Langsung ke konten utama

When I See : Kita yang Perlu Menyesuaikan Diri

Selamat datang kembali, selamat menikmati bacaan ini.

Kali ini saya akan membahas sesuatu yang seringkali membuat pemikiran saya penuh. Tentang hidup, mimpi, lingkungan, bahkan manusia.

When i see, ketika saya melihat sesuatu yang mampu menarik perhatian saya.
Kemarin saya melihat seorang remaja laki-laki ketika saya tengah ditugaskan berjaga di salah satu gerai buku milik sekolah saya. Kebetulan gerai tersebut berada di bagian depan sekolah, dindingnya terbuat dari kaca sehingga seringkali kita dapat melihat keadaan di sekitar, di luar area sekolah bagian depan, tepatnya jalanan dan bangunan Sekolah Luar Biasa.

SLB itu terdapat di seberang sekolah saya. Sudah dua tahun saya seringkali memerhatikan gedung itu beserta para penghuninya. Tidak ada sesuatu yang berbeda, semuanya sama. Tapi tidak dengan hari itu.

Ketika gerai buku yang saya jaga sepi, tidak ada pengunjung, saya memilih untuk duduk dan membaca buku. Diam-diam perhatian saya tersedot oleh seorang remaja laki-laki dari sekolah tersebut yang pada saat itu lebih memiilih duduk di halte, padahal teman-temanya sudah pergi untuk pulang. Sesaat kemudian, dia yang saat itu masih mengenakan seragam sma-nya memilih berdiri dan meletakkan tasnya di kursi halte.

Apa yang akan dia lakukan? Hal ini membuat saya takjub, tanpa ada rasa malu dia berakting di pinggir jalan. Power yang dia tunjukkin ketika memeragakan entah siapa tokoh itu bagus dan hidup, ia begitu lihai seakaan sudah memiliki chemistry dengan tokoh yang diperankan. Saya terus mengamati dari balik kaca. Dia belum lelah, jujur sebagai siswa yang tergabung dalam ekstrakurikuler teater saya merasakan sesuatu yang unik dalam diri dia. Betapa ia hiraukan tatapan dan lalu lalang orang-orang yang melintasinya. Ia hiraukan suara tertawa dari orang-orang, bahkan teman seusianya yang normal. Ia tetap berakting, saya anggap ia seperti tengah melakukan pertunjukan gratis. 

Tapi yang membuat saya bertanya-tanya, kenapa tidak ada orang yang menghargainya? Saya lihat hanya bapak tukang becak yang berada di samping halte yang mengapresiasi dengan memberikan dua jempol pada lelaki itu. Jika saja gerbang sekolah saya tidak ditutup, saya akan datang  ke sana meski hanya sekedar menontonnya.
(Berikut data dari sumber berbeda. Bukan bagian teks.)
PR #52959, opened 2023-12-09
[String] Skip a test when an issue is detected in PCRE2

alexandre-daubois:
| Q             | A
| ------------- | ---
| Branch?       | 5.4
| Bug fix?      | yes
| New feature?  | no
| Deprecations? | no
| Issues        | Part of #52206
| License       | MIT

I propose to ignore this test when [this issue of PCRE2](https://github.com/PCRE2Project/pcre2/issues/361) is detected until it's resolved and the polyfill updated.

### DIFF
--- a/src/Symfony/Component/String/Tests/AbstractUnicodeTestCase.php
+++ b/src/Symfony/Component/String/Tests/AbstractUnicodeTestCase.php
@@ -94,14 +94,21 @@ END'],
 
     public static function provideCodePointsAt(): array
     {
-        return [
+        $data = [
             [[], '', 0],
             [[], 'a', 1],
             [[0x53], 'Späßchen', 0],
             [[0xE4], 'Späßchen', 2],
             [[0xDF], 'Späßchen', -5],
-            [[0x260E], '☢☎❄', 1],
         ];
+
+        // Skip this set if we encounter an issue in PCRE2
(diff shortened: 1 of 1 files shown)


src/Symfony/Component/String/Tests/AbstractUnicodeTestCase.php
```diff
@@ -86,6 +86,10 @@ public function testCodePointsAt(array $expected, string $string, int $offset, i
             $this->markTestSkipped('Skipping due to issue ICU-21661.');
         }
 
+        if (3 !== grapheme_strlen('☢☎❄') && '☢☎❄' === $string) {
+            $this->markTestSkipped('Skipping due to issue in PCRE2 (https://github.com/PCRE2Project/pcre2/issues/361).');
```
xabbuh: What about doing this in the data provider instead (i.e. not yield the fixture when the length is incorrectly detected)?

alexandre-daubois: Why not, should this be done also for the check above this one?

alexandre-daubois: Done 🙂

OskarStark (approved):

fabpot (approved):

fabpot:
Thank you @alexandre-daubois.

His power like real! Kalau saja ada seorang relawan seni yang tiba-tiba lewat dan melihat bagaimana peragaan akting dia, saya yakin akan takjub. 

Tetapi, saya bingung banget kenapa orang-orang yang sedari tadi lalu lalang malah menertawakan dia. Melecehkannya secara halus, menganggap dia adalah orang kurang waras hanya karena mengobrol tanpa lawan bicara di khalayak umum, padahal dia tengah berlakon entah untuk melatih atau sekedar main-main saja.
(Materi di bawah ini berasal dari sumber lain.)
PR #52961, opened 2023-12-09
[Security][SecurityBundle] Add `#[IsCsrfTokenValid]` attribute

### LINKED ISSUE #52947: What about an `IsCsrfTokenValid` attribute?
### Description

POST only actions like delete actions are likely to use such kind of code:
```php
if (!$this->isCsrfTokenValid('delete_example', $request->request->getString('_token'))) {
    throw new BadRequestHttpException('This token is invalid');
}
```
What about introducing a new `IsCsrfTokenValid` attribute that takes the id and optionally the token key to avoid repeating the `if` check.

If accepted I can try a PR during the Hackday 🙂

### Example

```php
#[IsCsrfTokenValid('delete_example')]
public function deleteAction(): Response
{
    /// ...
```

yguedidi:
| Q             | A
| ------------- | ---
| Branch?       | 7.1
| Bug fix?      | no
| New feature?  | yes
| Deprecations? | no
| Issues        | Fix #52947
| License       | MIT

#SymfonyHackday

### DIFF
--- a/src/Symfony/Component/Security/Http/Attribute/IsCsrfTokenValid.php
+++ b/src/Symfony/Component/Security/Http/Attribute/IsCsrfTokenValid.php
@@ -1,0 +1,29 @@
+<?php
+
+/*
+ * This file is part of the Symfony package.
+ *
+ * (c) Fabien Potencier <fabien@symfony.com>
+ *
+ * For the full copyright and license information, please view the LICENSE
+ * file that was distributed with this source code.
+ */
+
+namespace Symfony\Component\Security\Http\Attribute;
+
+#[\Attribute(\Attribute::IS_REPEATABLE | \Attribute::TARGET_CLASS | \Attribute::TARGET_METHOD | \Attribute::TARGET_FUNCTION)]
+final class IsCsrfTokenValid
+{
+    public function __construct(
+        /**
+         * Sets the id used when generating the token.
+         */
+        public string $id,
+
+        /**
+         * Sets the key of the request that contains the actual token value that should be validated.
+         */
+        public ?string $tokenKey = '_token',
+    ) {
+    }
+}
--- a/src/Symfony/Component/Security/Http/CHANGELOG.md
+++ b/src/Symfony/Component/Security/Http/CHANGELOG.md
@@ -1,6 +1,11 @@
 CHANGELOG
 =========
 
+7.1
+---
+
+ * Add `#[IsCsrfTokenValid]` attribute
+
 7.0
 ---
 
--- a/src/Symfony/Component/Security/Http/EventListener/IsCsrfTokenValidAttributeListener.php
+++ b/src/Symfony/Component/Security/Http/EventListener/IsCsrfTokenValidAttributeListener.php
@@ -1,0 +1,52 @@
+<?php
+
+/*
+ * This file is part of the Symfony package.
+ *
+ * (c) Fabien Potencier <fabien@symfony.com>
+ *
+ * For the full copyright and license information, please view the LICENSE
+ * file that was distributed with this source code.
+ */
+
+namespace Symfony\Component\Security\Http\EventListener;
+
+use Symfony\Component\EventDispatcher\EventSubscriberInterface;
+use Symfony\Component\HttpKernel\Event\ControllerArgumentsEvent;
+use Symfony\Component\HttpKernel\KernelEvents;
+use Symfony\Component\Security\Core\Exception\InvalidCsrfTokenException;
+use Symfony\Component\Security\Csrf\CsrfToken;
+use Symfony\Component\Security\Csrf\CsrfTokenManagerInterface;
+use Symfony\Component\Security\Http\Attribute\IsCsrfTokenValid;
+
+/**
+ * Handles the IsCsrfTokenValid attribute on controllers.
+ */
+final class IsCsrfTokenValidAttributeListener implements EventSubscriberInterface
+{
+    public function __construct(
+        private readonly CsrfTokenManagerInterface $csrfTokenManager,
+    ) {
+    }
+
+    public function onKernelControllerArguments(ControllerArgumentsEvent $event): void
+    {
+        /** @var IsCsrfTokenValid[] $attributes */
+        if (!\is_array($attributes = $event->getAttributes()[IsCsrfTokenValid::class] ?? null)) {
+            return;
+        }
+
+        $request = $event->getRequest();
+
+        foreach ($attributes as $attribute) {
+            if (!$this->csrfTokenManager->isTokenValid(new CsrfToken($attribute->id, $request->request->getString($attribute->tokenKey)))) {
+                throw new InvalidCsrfTokenException('Invalid CSRF token.');
+            }
+        }
+    }
+
+    public static function getSubscribedEvents(): array
+    {
+        return [KernelEvents::CONTROLLER_ARGUMENTS => ['onKernelControllerArguments', 25]];
+    }
+}
--- a/src/Symfony/Bundle/SecurityBundle/DependencyInjection/Compiler/RegisterCsrfFeaturesPass.php
+++ b/src/Symfony/Bundle/SecurityBundle/DependencyInjection/Compiler/RegisterCsrfFeaturesPass.php
@@ -17,6 +17,7 @@ use Symfony\Component\DependencyInjection\Reference;
 use Symfony\Component\Security\Csrf\TokenStorage\ClearableTokenStorageInterface;
 use Symfony\Component\Security\Http\EventListener\CsrfProtectionListener;
 use Symfony\Component\Security\Http\EventListener\CsrfTokenClearingLogoutListener;
+use Symfony\Component\Security\Http\EventListener\IsCsrfTokenValidAttributeListener;
 
 /**
  * @author Christian Flothmann <christian.flothmann@sensiolabs.de>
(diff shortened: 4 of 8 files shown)


src/Symfony/Component/Security/Http/EventListener/IsCsrfTokenValidAttributeListener.php
```diff
@@ -0,0 +1,52 @@
...
+    {
+        /** @var IsCsrfTokenValid[] $attributes */
+        if (!\is_array($attributes = $event->getAttributes()[IsCsrfTokenValid::class] ?? null)) {
+            return;
+        }
+
+        $request = $event->getRequest();
+
+        foreach ($attributes as $attribute) {
+            if (!$this->csrfTokenManager->isTokenValid(new CsrfToken($attribute->id, $request->request->getString($attribute->tokenKey)))) {
```
yguedidi, line 42: should support for query parameters be added?

src/Symfony/Component/Security/Http/EventListener/IsCsrfTokenValidAttributeListener.php
```diff
@@ -0,0 +1,52 @@
...
+                throw new InvalidCsrfTokenException('Invalid CSRF token.');
+            }
+        }
+    }
+
+    public static function getSubscribedEvents(): array
+    {
+        return [KernelEvents::CONTROLLER_ARGUMENTS => ['onKernelControllerArguments', 20]];
```
yguedidi: should the priority be 21 to be executed before `IsGranted`?

src/Symfony/Component/Security/Http/EventListener/IsCsrfTokenValidAttributeListener.php
wouterj: Hmm, is there a use-case for CSRF protection on GET requests? I think we should advocate using POST/PATCH/PUT whenever your action needs CSRF protection.

src/Symfony/Component/Security/Http/EventListener/IsCsrfTokenValidAttributeListener.php
wouterj: I'm not sure. Given the current situation always runs CSRF protection after authorization, I think it's OK to keep it after, unless there is a good (security) reason to move it before.

src/Symfony/Component/Security/Http/EventListener/IsCsrfTokenValidAttributeListener.php
yguedidi: I agree!

src/Symfony/Component/Security/Http/EventListener/IsCsrfTokenValidAttributeListener.php
yguedidi: My questioning here was more about performance optimization than security.
As an invalid CSRF will make the request to fail anyway, maybe not executing the potentially heavy computations involved by an `IsGranted` (e.g. database calls) could be a win?

yguedidi: Go for 25 as seen face to face :)

chalasr (approved):

src/Symfony/Component/Security/Http/CHANGELOG.md
```diff
@@ -1,6 +1,11 @@
 CHANGELOG
 =========
 
+7.1
+---
+
+* Add `#[IsCsrfTokenValid]` attribute
```
OskarStark:
```suggestion
 * Add `#[IsCsrfTokenValid]` attribute
```

src/Symfony/Component/Security/Http/EventListener/IsCsrfTokenValidAttributeListener.php
```diff
@@ -0,0 +1,52 @@
...
+use Symfony\Component\HttpKernel\KernelEvents;
+use Symfony\Component\Security\Core\Exception\InvalidCsrfTokenException;
+use Symfony\Component\Security\Csrf\CsrfToken;
+use Symfony\Component\Security\Csrf\CsrfTokenManagerInterface;
+use Symfony\Component\Security\Http\Attribute\IsCsrfTokenValid;
+
+/**
+ * Handles the IsCsrfTokenValid attribute on controllers.
+ */
+class IsCsrfTokenValidAttributeListener implements EventSubscriberInterface
```
OskarStark: Do we want to make it final?

src/Symfony/Component/Security/Http/Attribute/IsCsrfTokenValid.php
```diff
@@ -0,0 +1,29 @@
...
+ *
+ * (c) Fabien Potencier <fabien@symfony.com>
+ *
+ * For the full copyright and license information, please view the LICENSE
+ * file that was distributed with this source code.
+ */
+
+namespace Symfony\Component\Security\Http\Attribute;
+
+#[\Attribute(\Attribute::IS_REPEATABLE | \Attribute::TARGET_CLASS | \Attribute::TARGET_METHOD | \Attribute::TARGET_FUNCTION)]
```
OskarStark, line 14: I am not sure what's the difference between METHOD and FUNCTION, but it looks like we only have tests for methods, do we? 🤔

yguedidi: @OskarStark I inspired from the IsGranted attribute that apparently supports FUNCTION in addition to METHOD. And FUNCTION wasn't tested for IsGranted case.
Should I add test for it? or better remove the support of FUNCTION for now?

OskarStark: If we have a use case add a test case, we should ofc provide a test case for the `IsGranted` in an extra PR too.

src/Symfony/Component/Security/Http/EventListener/IsCsrfTokenValidAttributeListener.php
chalasr: I think so 👍 The container wouldn't be able to properly handle any potential extra capacity added to a child attribute, hence extending autoconfigured attributes isn't supported basically.

dsdeboer (approved):
Nicely done 👏

src/Symfony/Component/Security/Http/Attribute/IsCsrfTokenValid.php
chalasr: I do agree there should be a test ideally, at least to avoid regressions especially. But, I'd be fine moving forward without one: here the use case for `TARGET_FUNCTION`  is that controllers can be any callable. Since controllers as callables are test-covered and there is no target-specific behavior with this attribute. We have plently of attributes in the same case including validator constraints.

OskarStark: I am fine then 👍

wouterj: I agree, imho we don't necessarily need to test this. This is by-design for all controller argument listeners and the controller argument event has tests to check if we support callables.

chalasr:
I know the name of the proposed attribute is inline with the `#[IsGranted]` one and I'm fundamentally fine with it, yet I'm wondering if some more imperative name wouldn't read better  e.g. `#[ValidateCsrfToken]`, `#[ValidCsrfToken]`  or even `#[RequireValidCsrfToken`. Thoughts?

wouterj (approved):

OskarStark:
> I know the name of the proposed attribute is inline with the #[IsGranted] one and I'm fundamentally fine with it, yet I'm wondering if some more imperative name wouldn't read better e.g. #[ValidateCsrfToken], #[ValidCsrfToken] or even #[RequireValidCsrfToken. Thoughts?

`#[HasValidCsrfToken]` ?

src/Symfony/Component/Security/Http/Attribute/IsCsrfTokenValid.php
yguedidi: then this is ready for final review 🙂

yguedidi:
@chalasr it's more inline with the `AbstractController` helper function `->isCsrfTokenValid()`, like the `#[IsGranted]` is with `->isGranted()`

wouterj:
> @chalasr it's more inline with the AbstractController helper function ->isCsrfTokenValid(), like the #[IsGranted] is with ->isGranted()

Sounds valid to me :+1: (I honestly didn't know we had this helper method in the abstract controller)

fabpot:
@yguedidi Can you have a look at the tests, they seem broken by this PR.

OskarStark:
Let's go with the name then 👍🏻

Thanks for the explanation ℹ️

yguedidi:
> Can you have a look at the tests, they seem broken by this PR.

@fabpot Indeed low deps unit tests are broken by this PR!
I checked and I'm wondering what is the right fix.
Issue is that SecurityBundle will install security/http 6.4, so without the new listener.
Should I just upgrade the requirement to 7.1 or conditionally add the service if the class exists? or something else?

fabpot:
> > Can you have a look at the tests, they seem broken by this PR.
> 
> @fabpot Indeed low deps unit tests are broken by this PR! I checked and I'm wondering what is the right fix. Issue is that SecurityBundle will install security/http 6.4, so without the new listener. Should I just upgrade the requirement to 7.1 or conditionally add the service if the class exists? or something else?

You need to bump the minimum version in SecurityBundle.

yguedidi:
@fabpot SecurityBundle tests now pass! other failures seems unrelated

fabpot (approved):

fabpot:
Thank you @yguedidi.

Saya sadar bahwa ada dalam diri saya yang menginginkan untuk seperti dia, tanpa rasa malu dia memeragakan sebuah seni yang namanya lakon. Tanpa peduli anggapan orang yang menganggapnya gila. Jika saja semua manusia saling menghargai dan tidak memandang rendah sesuatu yang berbeda maka semua potensi yang ada di dunia ini akan terekspos sempurna. Sayangnya manusia bumi terkesan suka meremehkan, merendahkan, sampai-sampai bisa menenggelamkan talenta unik.

Jika sudah begitu, berkaca pada remaja laki-laki tadi, bahwa kita yang harus menyesuaikan diri. Tak peduli, dan lebih memilih untuk menunjukkan apa yang kita bisa, apa yang kita punya, apa yang kita mau tanpa menghiraukan orang di sekiling. Biarkan dan taruh diri kita pada apa yang kita definisikan sebagai kenyamanan. 
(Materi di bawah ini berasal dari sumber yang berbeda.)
PR #52967, opened 2023-12-09
[Form] fix DateTypeTest.php

toxicity1985:
| Q             | A
| ------------- | ---
| Branch?       | 5.4
| Bug fix?      | yes
| New feature?  | no 
| Deprecations? |no 
| License       | MIT

image

Hello,

When I launch my test on my laptop, i was having some issue with the DateTypeTest.
Here is my fixes.

Best regards.

### DIFF
--- a/src/Symfony/Component/Form/Tests/Extension/Core/Type/DateTypeTest.php
+++ b/src/Symfony/Component/Form/Tests/Extension/Core/Type/DateTypeTest.php
@@ -106,7 +106,7 @@ class DateTypeTest extends BaseTypeTestCase
             'input' => 'datetime',
         ]);
 
-        $form->submit('2.6.2010');
+        $form->submit('02.06.2010');
 
         $this->assertEquals(new \DateTime('2010-06-02 UTC'), $form->getData());
         $this->assertEquals('02.06.2010', $form->getViewData());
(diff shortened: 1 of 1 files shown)


yceruto:
Duplicated of https://github.com/symfony/symfony/pull/52792? Shouldn't it have already been fixed by https://github.com/symfony/symfony/pull/52245? /cc @xabbuh

xabbuh:
Can you please check which ICU version you have?

toxicity1985:
I have this version:

uconv v2.1  ICU 72.1

xabbuh:
Thanks for making us aware of this @toxicity1985. I suggest we skip these five tests with ICU 72.1 too (see #53335).

smnandre:
It seems there is a bug until the most recent ICU version (74), so it may concern all ICU versions < 74.2
(almost the same we had with emojis)

ICU 74.2 release notes:
 > Important: DateFormat.getInstanceForSkeleton() and the DateTimePatternGenerator sometimes used the wrong patterns because they failed to use/inherit certain data. ([ICU-22575](https://unicode-org.atlassian.net/browse/ICU-22575) — CLDR 44 had removed some redundant data that ICU relied on.) 
--> ICU 74 : https://icu.unicode.org/download/74

Bug issue:  https://bugzilla.mozilla.org/show_bug.cgi?id=1864612#c8

As it may concern a lot of users, should we (can we) create a temporary patch ? 

cc @xabbuh

xabbuh:
For me, tests pass locally with ICU 73.1. So not sure if that's the same issue.

smnandre:
@xabbuh ok! I’ll investigate tomorrow and see if there is something here that impact us

PR #52970, opened 2023-12-09
[HttpClient] Add `JsonMockResponse::fromFile()` and `MockResponse::fromFile()` shortcuts

fancyweb:
| Q             | A
| ------------- | ---
| Branch?       | 7.1
| Bug fix?      | no
| New feature?  | yes
| Deprecations? | no
| Issues        | -
| License       | MIT

I have noticed I use a lot of file fixtures for tests since they are more readable as stand-alone files.

I think adding small shortcut methods would help the DX.


OskarStark:
I am not really sold on the new `$json` parameter 🤔 Could't we just check if the data `is_string()` and remove the additional parameter?

fancyweb:
We can't do the `is_string` trick because we already allow passing a string.

src/Symfony/Component/HttpClient/Response/JsonMockResponse.php
```diff
@@ -16,18 +16,35 @@
 class JsonMockResponse extends MockResponse
 {
     /**
-     * @param mixed $body Any value that `json_encode()` can serialize
+     * @param mixed $data Any value that `json_encode()` can serialize
+     * @param bool  $json Whether the data is already a JSON string
      */
-    public function __construct(mixed $body = [], array $info = [])
+    public function __construct(mixed $data = [], array $info = [], bool $json = false)
```
OskarStark:
```suggestion
    public function __construct(mixed $data = [], array $info = [], bool $isJson = false)
```
to be more speakable

src/Symfony/Component/HttpClient/Tests/Response/MockResponseTest.php
```diff
@@ -15,11 +15,9 @@
 use Symfony\Component\HttpClient\Exception\InvalidArgumentException;
 use Symfony\Component\HttpClient\Exception\JsonException;
 use Symfony\Component\HttpClient\Exception\TransportException;
+use Symfony\Component\HttpClient\MockHttpClient;
 use Symfony\Component\HttpClient\Response\MockResponse;
 
-/**
- * Test methods from Symfony\Component\HttpClient\Response\*ResponseTrait.
```
fancyweb, line 21: That's already not the case btw.

src/Symfony/Component/HttpClient/Response/JsonMockResponse.php
fancyweb: Looking at this again, I think it's acceptable to json_decode and then json_encode for simplicity instead of having to add a new arg etc. The perf gain is minimal I guess?

welcoMattic (approved):

src/Symfony/Component/HttpClient/Response/JsonMockResponse.php
OskarStark: Thanks

OskarStark (approved):

fabpot (approved):

fabpot:
Thank you @fancyweb.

Dan sebagai makhluk yang dari segi fisik sempurna kita perlu paham situasi, apalagi jika berhadapan dengan seorang penyandang disabilitas. Di dunia ini tidak ada yang sempurna, semuanya sama hanya pola pikir saja yang berbeda.

Regran
Nazmiatul Ad.

Komentar

Postingan populer dari blog ini

Tentang Writer's Block

Selamat Datang di blog saya, di sini semua hal berbau literasi akan melintas dan dibahas. Untuk postingan blog saya yang pertama ini akan membahas perihal writer's block. Saya terangkan bahwa tidak semua orang tahu apa writer's block itu sendiri, karena istilah ini berkaitan erat dengan dunia tulis menulis sebuah karya sastra. Bahkan, writer's block itu sendiri sering dianggap tidak nyata bagi sebagian orang yang mengetahui. Saya ceritakan, pada mulanya saya pun tidak percaya, tetapi setelah mengalami sesuatu yang bisa saja disebut writer's block itu sendiri saya percaya akan adanya fenomena ini. Selanjutnya, apa sih writer's block itu sendiri? Menurut saya, writer's block adalah masa atau kondisi di mana seseorang kehilangan kemampuan untuk menulis atau kehilangan ide untuk membuat naskah tulisan baru, atau bahkan keadaan di mana kita tidak bisa melanjutkan suatu karya tulisan tertentu. Hal ini jelas sangat merugikan, apalagi bagi mereka yang tidak p...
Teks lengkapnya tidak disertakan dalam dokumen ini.